* **The task**
Here is a block of entries. Write out its lines exactly, from the first through the one containing "own render target.".

[Extracted records]
PR #155, opened 2026-08-07
𝓑𝓮𝓪𝓾𝓽𝓲𝓯𝓾𝓵 𝓯𝓸𝓷𝓽𝓼 𝓲𝓷 𝓦𝓲𝓷𝓮

shibco:
Lol, a bit psyched about this. This branch addresses something that had driven me *absolutely crazy* for 10 years, and especially since switching to linux full time in 2020. Adds patches 0081 through 0089 and three probes to bring ClearType-style font rendering to Wine. 

The whole thing is implemented via DirectWrite rasterising ClearType with three samples per pixel, Direct2D handling each channel, and forcing GDI to set antialiasing from the prefix instead of the host.

Experimental! Probably OK to put in a release! BUT EXPERIMENTAL! Hello Wine devs, I want to upstream this to you, please let me!


shibco:
whoops lol try again @ClickSentinel

ClickSentinel:
Reviewed at `ea4db4c0` by reading the nine patches against `base-5c23dd1c`, then building and measuring three runtimes side by side: `A` = upstream main + PR 157 (none of 0081–0089), `B` = `615a4c8`, `C` = `ea4db4c0`, each identified by the `0087` line of its `ABLETON-WINE-PATCH-STACK.txt`. DirectWrite and Direct2D driven headless with the PR's own probes plus three variants. Live was never launched, so nothing below speaks to Live's own render target.

`patch-check.sh` clean, `build-audit.sh` 112 checks, merge with `upstream/main` clean.

## Blocking

None.

## Should fix

- **`tools/cleartype-probe.c` reports `GREYSCALE` on a working build.** Its verdict is `ink[0] == ink[1] && ink[1] == ink[2]` — channel *sums*, equal for any symmetric filter, and 0081's `{0x08,0x4d,0x56,0x4d,0x08}` is symmetric. Its default em size of 16 also sits inside the embedded-bitmap range of Wine's bundled `tahoma.ttf` (`EBDT`/`EBLC`), where coverage is a flat 255 and `freetype_get_lcd_glyph_bitmap` never runs. Measured per sample at em 24: baseline 0 differing triples of 2131, `ea4db4c0` 2573 of 2676, texture two pixels wider — 0085's filter-tail padding. Fix: compare per triple, and default outside the strike range.
- **The launcher writes over an explicit `FontSmoothing=0`.** The head commit made smoothing-off a deliberate choice that outranks the host; `sync_text_smoothing` rewrites it to `2` on the next launch, because the guard only returns early when the prefix already holds the *wanted* pair. `ABLETON_TEXT_SMOOTHING=preserve` is the only escape. Fix: leave a prefix that says `0` alone.
- **`ABLETON_TEXT_SMOOTHING=grayscale` governs Direct2D only.** It writes `FontSmoothingType=1`, which the head commit defines as recording nothing the user chose, so GDI falls through to the host. Measured on `ea4db4c0`: Direct2D 0.000 spread at em 32, GDI identical to `subpixel` at every size 9–32. Fix: give greyscale a state 0087 honours, or scope the comment to Direct2D.
- **`dist/BUILD-INFO.txt` and `dist/BUILD-INFO-2026.08.04.1.txt` understate the series by nine patches.** Committed 65 / 63 with `patch-stack: 9e48edd6…`; building this tree rewrites both to 75 / 73 with `patch-stack: 7d008967…` and `dist-version` unchanged, so one version string names two stacks. Inherited drift (main is 64 against the same 63) taken from one to ten. Fix: regenerate alongside the version bump.
- **`BASE.txt` says numbers 0066 through 0080 are reserved**, but 0069 is in the series. `SERIES_GAPS` correctly omits it, so only the prose is wrong. Fix: "0066 through 0068 and 0070 through 0080".
- **0088 is unreachable and declines an available fingerprint.** Nothing in the repo writes `HKCU\Software\Wine\Fonts\DesktopUIFont`, and its audit entry claims "adds no string literal" while `strings win32u.so` finds it once here and zero times on the baseline. Fix: a `FINGERPRINTS` line, and a sentence in `BASE.txt` saying it is for downstream use.

## Comment only

- **ClearType is unreachable at Win32 UI sizes with Wine's own Tahoma** — flat 255 coverage at em 12 and 16, outline path live from 24. Live's Ableton Sans faces are outline-only, but Wine-drawn dialogs at 11–16 px get nothing.
- **The three-pass blend costs about double, not triple.** 2000 `DrawText` calls, 24-glyph run at em 32, median of three: 1028 ms against 502, 515 and 531 ms on three greyscale controls.
- **0086's opaque-target restriction verified by execution** — the same probe with `D2D1_ALPHA_MODE_PREMULTIPLIED` returns 0.000 where `IGNORE` returns 53.991. `tools/d2d-text-probe.c` builds its target as `IGNORE`, so it passes the gate by construction and cannot show a declined target.
- **0084's premise does not hold on a fontconfig-subpixel host.** win32u already resolves subpixel per font — `FC_RGBA_RGB → WINE_GGO_HRGB_BITMAP` at `dlls/win32u/freetype.c:1162`, read back as `font->aa_flags` at `font.c:2471` — so the baseline arm renders GDI text subpixel in every prefix state. This box also has no `Xft.*` resources, so `WINE_GGO_AA_FROM_HOST` is never applied and gate-on/gate-off with `WINE_DISABLE_PREFIX_FONT_SMOOTHING=1` were indistinguishable for that reason, not because the switch is inert.
- **0086 fetches `gamma` and `contrast` and uses neither** outside the TRACE, so the blend is not gamma-corrected. Consistent with the greyscale path; worth a line in `BASE.txt` given the upstreaming intent.
- **No `notes/` companion** for a nine-patch, 1900-line subsystem. `BASE.txt`'s per-patch entries are unusually good, but 0031 and 0032 set the precedent.

## Held

0089 is correct — `unsigned int gray` made `pixel[sample] - gray` wrap and saturate a channel to 255. 0085's `has_contours` is the right predicate: `freetype_glyph_has_contours` is `format == FT_GLYPH_FORMAT_OUTLINE && outline.n_contours` (`dlls/dwrite/freetype.c:111`), the same condition `freetype_get_lcd_glyph_bitmap` branches on. `WINE_GGO_AA_FROM_HOST` cannot escape to `GetGlyphOutline`: every branch under `if (font)` assigns `*aa_flags`, and a NULL font returns 0. `dibdrv_SelectFont`'s `<= 8bpp → GGO_BITMAP` constraint survives 0087's rewrite through `if (incoming && !host_default)`. 0083 needs no Makefile change — dwrite already imports `user32`.

giang17:
Hi Cade,

we picked up the nine ClearType patches from this PR into `giang17/wine`
(`d2d1-dcomp-11.0`) with your authorship intact, and they have been running here
on Fender Studio Pro 8, FL Studio and Ableton Live 12 for a day. Thank you — the
difference is visible, and our maintainer (a graphics designer by trade) describes
the result as reading "like print". Below is what came back out of testing them,
in case any of it is useful for the WineHQ submission.

Everything here is measured on `5c23dd1c` plus your series, X11, NVIDIA, 92 dpi,
`hintslight`, `XftSubPixel=rgb`.

---

## 1. A gap in 0081: embedded bitmap strikes defeat it for the default UI font

This is the one we think matters most for upstreaming.

A ClearType texture needs three different coverage samples per pixel, and only an
outline can supply them. Where a face carries an embedded bitmap strike, FreeType
returns the strike, and `glyphrunanalysis_render()` expands its single sample into
three identical subpixels — the exact loss 0081 sets out to remove, reintroduced
one layer lower.

It is not a corner case: Wine's bundled `tahoma.ttf` carries strikes for 8 to 16
ppem, and `MS Shell Dlg` resolves to Tahoma. So the default interface font lost its
subpixel resolution across the whole size range interface text actually uses. The
strike being 1bpp, those glyphs were not even greyscale antialiased.

Fix: ask for the outline when the caller wants a ClearType texture. A face with no
outline for the glyph keeps its strike, so the worst case is the result you would
have had anyway; the greyscale and aliased paths are untouched. The bounding box
goes through the same helper and carries the same flag, so box and rasteriser
cannot disagree about which form was used — which in turn makes the form part of
the glyph cache key, alongside the `lcd` flag you already added there.

Measured with a D2D test program on an opaque target, counting pixels whose
channels differ by more than 15 of 255:

| | before | after |
|---|---|---|
| MS Shell Dlg 11px | 0.00% | **11.50%** |
| BarlowSemiCondensed 10–13px | 0.00% | **8.86%** |
| GRAYSCALE and ALIASED control lines | 0.00% | 0.00% |
| 16px outline fonts | unchanged | unchanged |

Fender Studio Pro 8 renders bit for bit identically, its faces having had outlines
all along.

The change is here, if you want to look at or cherry-pick it:
**[giang17/wine@`21a3723`](https://github.com/giang17/wine/commit/21a37233cbc2ac3aaa8ffc495f2e5bdccfb81650)**
— five files in `dlls/dwrite`, 43 insertions.

It is written against our tree (`d2d1-dcomp-11.0`), so it will likely need a rebase
onto yours. Happy to do that and open it as a PR in your series format — just say
which number and base you want it on, since I would rather not guess at your
numbering and `SERIES.sha256` handling.

---

## 2. The ~2x cost figure: both measurements are right

@ClickSentinel measured the three-pass blend at roughly double. We measured 1.04x.
Both are correct, and the difference is the harness — worth knowing before the
number ends up in a review thread as an objection.

| | extra cost per `DrawText` | ratio | baseline per call |
|---|---|---|---|
| @ClickSentinel | 256 µs | 1.99x | 258 µs |
| ours (`ID2D1HwndRenderTarget`) | 173–196 µs | 1.04x | 3474 µs |

The **absolute** cost of the extra passes agrees within the spread — our own runs
reach 253 µs. What differs is the baseline: their harness spends 258 µs per call,
ours 3474 µs, a factor of 13. The same added work lands as +99% there and +4% here.

So the portable statement is the absolute one: **each ClearType glyph run costs
roughly 0.2 ms more per `DrawText` than the greyscale path**, and how much that
matters depends entirely on what the application does per call besides drawing
text. For an application with a real window render target — which is what plugins
have — it is a few percent.

Method: 2000 `DrawText` in one `BeginDraw`/`EndDraw`, best of 5 after warmup,
three independent program runs, real GPU, `WINEDEBUG=-all`. Fixed-text axis is the
trustworthy one (three runs within 12%); the varying-text axis scatters and should
not be quoted alone.

---

## 3. A measurement pitfall that cost us half a day

Flagging this because it is easy to hit and it silently produces the wrong
conclusion. When counting colour fringing by channel spread, ImageMagick's `txt:`
output here is **8-bit**, not 16-bit. A snippet that divides by 257 scales every
real difference to under 1 and reports "0.00% fringing" for a perfectly good
ClearType build.

We concluded from that the patches only produced "finer greyscale" and wrote it
into our documentation, before re-measuring showed 29% of body-text pixels in
Studio Pro carrying a fringe. Reading the maximum from the `txt:` header line
instead of assuming a quantum depth fixes it, and always measuring a GRAYSCALE or
ALIASED control line — which must stay at exactly 0.00% — catches it immediately.

Related, and consistent with @ClickSentinel's finding about `cleartype-probe.c`:
any metric that collapses the three channels (greyscale conversion, channel sums)
is blind to precisely the thing being measured.

---

## 4. Where 0084/0087 land on a fontconfig-subpixel host

@ClickSentinel's prediction held exactly. On this machine the GDI half changes
**0 of 4000 pixels** in the Win32 menu bar, because win32u already resolves
subpixel per font (`FC_RGBA_RGB → WINE_GGO_HRGB_BITMAP`) and the host reports
`rgba: 1`. That is the default state on KDE and GNOME, so the prefix-precedence
work has no effect for a large share of users — worth knowing when defending those
two patches upstream, since the reviewer may well be on such a host.

---

## 5. Two things we added on top, in case they are interesting

Neither is a defect in your series; both are opt-in and default to today's
behaviour bit-identically.

- **Enhanced contrast is fetched and dropped.** `GetAlphaBlendParams()` reports
  gamma, contrast and level; only the level is used. We apply the contrast as
  well (raising partial coverage, endpoints fixed, monotonic) behind
  `HKCU\Software\Wine\Direct2D` → `text_enhanced_contrast`
  ([`8a3a716`](https://github.com/giang17/wine/commit/8a3a71682dfc0b705cdeff8e5c2b736dfa17d985)).
  Wine's dwrite hardcodes
  the reported value to 0, so honouring it changes nothing until the key is set.
  On a dark interface at 0.70 our maintainer reports noticeably better legibility —
  light text on dark reads thinner than it is (irradiation), and dense body text
  suffers most. Audio software being what it is, that is the common case.
- **Strike vs outline is selected on the wrong axis.** Windows decides by
  *rendering mode* — GDI modes take the strike, NATURAL modes the outline — while
  we (and, after 0081, you) decide by whether ClearType was asked for. Consequence:
  greyscale text still takes the strike, and since Tahoma has no strike for *every*
  size, the character flips between neighbours — 12, 15 and 16px come out as hard
  1bpp while 14px and 17px+ are antialiased. Both applications we instrumented
  request `NATURAL` exclusively (Studio Pro: 1625 of 1625 glyph-run analyses), so
  the strike is being taken in exactly the modes where Windows would not take it.
  Ours is behind `HKCU\Software\Wine\DirectWrite` → `outline_in_natural_modes`
  ([`2a00f9b`](https://github.com/giang17/wine/commit/2a00f9b7a51a7779db85e5b7fe24b633cdfa73fe)).

---

Also: `gamma` and `contrast` are fetched in `d2d1` and only `cleartype_level` is
used, so the blend is not gamma-corrected. We looked at whether to apply a curve to
the coverage and decided against it — correct handling needs the blend to happen in
linear space (sRGB targets or an explicit linearisation in the shader), and a fixed
curve improves one polarity at the expense of the other. Filed on our side as a
feature rather than a defect, since nobody has complained about how it looks.

Thanks again for the series, and to @ClickSentinel for the review — the
`cleartype-probe.c` verdict and the 0084 premise were both called correctly, and
both matched what we saw here.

* **Expected answer**
PR #155, opened 2026-08-07
𝓑𝓮𝓪𝓾𝓽𝓲𝓯𝓾𝓵 𝓯𝓸𝓷𝓽𝓼 𝓲𝓷 𝓦𝓲𝓷𝓮

shibco:
Lol, a bit psyched about this. This branch addresses something that had driven me *absolutely crazy* for 10 years, and especially since switching to linux full time in 2020. Adds patches 0081 through 0089 and three probes to bring ClearType-style font rendering to Wine. 

The whole thing is implemented via DirectWrite rasterising ClearType with three samples per pixel, Direct2D handling each channel, and forcing GDI to set antialiasing from the prefix instead of the host.

Experimental! Probably OK to put in a release! BUT EXPERIMENTAL! Hello Wine devs, I want to upstream this to you, please let me!


shibco:
whoops lol try again @ClickSentinel

ClickSentinel:
Reviewed at `ea4db4c0` by reading the nine patches against `base-5c23dd1c`, then building and measuring three runtimes side by side: `A` = upstream main + PR 157 (none of 0081–0089), `B` = `615a4c8`, `C` = `ea4db4c0`, each identified by the `0087` line of its `ABLETON-WINE-PATCH-STACK.txt`. DirectWrite and Direct2D driven headless with the PR's own probes plus three variants. Live was never launched, so nothing below speaks to Live's own render target.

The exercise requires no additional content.